The output after application of the activation function would look something like f(a*W1+b) where f() is the activation function.

In the below diagram we have “n” inputs given as X1 to Xn and corresponding weights Wk1 to Wkn. We have a bias given as bk. First, we have to multiply weights by its corresponding inputs. Then add these together along with the bias. Let assume as u.

u=∑w*x+b

Thus, activation function needs to apply on u i.e. f(u) and we receive the final output from the neuron as yk = f(u)

### p. Gradient Descent

We use this as optimization algorithm for minimizing the cost.

Mathematically, to find the local minimum of a function one takes steps proportional to the negative of the gradient of the function.

### q. Learning Rate

We can say it is the amount of minimization in the cost function in each iteration. Also, one must be careful while choosing the learning rate. Since it should neither be very large that the optimal solution is missed. Also, not should be very low that it takes forever for the network to converge.

### r. Backpropagation

Whenever we want to define a neural network, we assign random weights and bias values to our nodes. Also, as soon as we received the output for a single iteration. Thus, we can calculate the error of the network.
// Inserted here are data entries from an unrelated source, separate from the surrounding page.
PR #822, opened 2023-04-28
feat: add option to read Gitlab Runner Registration token from SSM

### LINKED ISSUE #776: Security: registration token is stored in plan text in user-data

The runner token is stored in the SSM Parameter store but the registration token is just there in plain text.
It would make sense to get it dynamically from another parameter. That parameter can possibly be managed externally.

# Describe alternatives you've considered

# Suggest a solution

1. (option 1). Create an SSM parameter with provided registration token. Get the token dynamically from it.
2. (option 2). Point user-data to the ssm parameter to get the token from it. This way the SSM parameter can be managed externally and the token doesn't end up in the terraform state.

# Additional context

Not sure if it's worth creating another issue. The provided IAM policy allows reading *all* SSM parameters. It doesn't seem like it's required and access should be scoped down to one resource (or 2 if the registration token is placed in there as well).

Conoreby:
## Description

Adds the ability to read the Gitlab registration token from SSM. If no registration token is passed in, it will look in SSM to find the token to use. This prevents the token from being leaked as part of the user_data.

In back-propagation, the movement of the network is backward, the error along with the gradient flows back from the out layer through the hidden layers and updating of weights is done.

### s. Batches

In case of training of neural network, we divide in input into several chunks of equal size random. Instead of sending the entire input in one go. Also, trained data batches make the model more generalized.

### t. Epochs

We can define it as a single training iteration. Then we define in term with batches in forwarding and backpropagation. This means 1 epoch is a single forward and backward pass of the entire input data.

So, this was all about Deep Learning Terms. Hope you like our explanation.